Directions for this task:
When a line in the entries contains the word "from", copy that line in full.

Data extract:
PR #1436, opened 2017-09-19
Added basic Typeclass support to CmdTunnel

### LINKED ISSUE #1435: @tunnel doesn't support setting the exit typeclass
I was creating tunnel locations and would go and change the typeclass for the exit after the object was already created, this would break all the connetions from room to room. After looking further it appears the tunnel class doesn't have the ability to accept a typeclass for the exit

digstring = "@dig%s %s = %s;%s%s" % (telswitch, roomname,
                                             exitname, exitshort, backstring)
the dig string is passed from tunnel class into @dig this doesn't allow one to pass exit to and here typeclass on creation

@dig[/switches] <roomname>[;alias;alias...][:typeclass]
            [= <exit_to_there>[;alias][:typeclass]]
               [, <exit_to_here>[;alias][:typeclass]]

1. @tunnel e = supply shop
2.  @typeclass e = typeclasses.exit.door.Door
3.  All room connections break

cant move from room to room

chainsol:
Fixes #1435 by adding typeclass support for the exit to CmdTunnel

@Griatch: I couldn't think of or find a way to double check the typeclass is set correctly in my test - I did test my changes on my own game and it works as intended.

### DIFF
--- a/evennia/commands/default/building.py
+++ b/evennia/commands/default/building.py
@@ -866,7 +866,7 @@ class CmdTunnel(COMMAND_DEFAULT_CLASS):
     create new rooms in cardinal directions only
 
     Usage:
-      @tunnel[/switch] <direction> [= <roomname>[;alias;alias;...][:typeclass]]
+      @tunnel[/switch] <direction>[:typeclass] [= <roomname>[;alias;alias;...][:typeclass]]
 
     Switches:
       oneway - do not create an exit back to the current location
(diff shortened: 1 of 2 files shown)


chainsol:
I don't know if this should be merged to master instead; my instinct is to build off devel instead since it's merging so soon...

evennia/commands/default/building.py
```diff
@@ -911,21 +911,29 @@ def func(self):
...
             self.caller.msg(string)
             return
+
         # retrieve all input and parse it
-        exitshort = self.lhs
         exitname, backshort = self.directions[exitshort]
         backname = self.directions[backshort][0]
 
+        if ":" in self.lhs:
+            exit_typeclass = ":" + self.lhs.split(":")[-1]
```
Griatch: You need to make sure to do `self.lhs.split(":", 1)[-1]` here or extra colons will confuse the parsing.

Problem solution:
I was creating tunnel locations and would go and change the typeclass for the exit after the object was already created, this would break all the connetions from room to room. After looking further it appears the tunnel class doesn't have the ability to accept a typeclass for the exit
the dig string is passed from tunnel class into @dig this doesn't allow one to pass exit to and here typeclass on creation
cant move from room to room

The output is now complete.